EXERCISE: Transcribe exactly the line containing "When handling an" and the remaining lines of the listing below, through the very last.

RAW DATA:

· · · · · · ·

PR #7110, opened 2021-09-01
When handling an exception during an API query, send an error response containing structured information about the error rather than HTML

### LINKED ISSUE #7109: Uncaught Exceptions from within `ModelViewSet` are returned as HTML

· · · · · · ·

EXERCISE SOLUTION:
When handling an exception during an API query, send an error response containing structured information about the error rather than HTML

### LINKED ISSUE #7109: Uncaught Exceptions from within `ModelViewSet` are returned as HTML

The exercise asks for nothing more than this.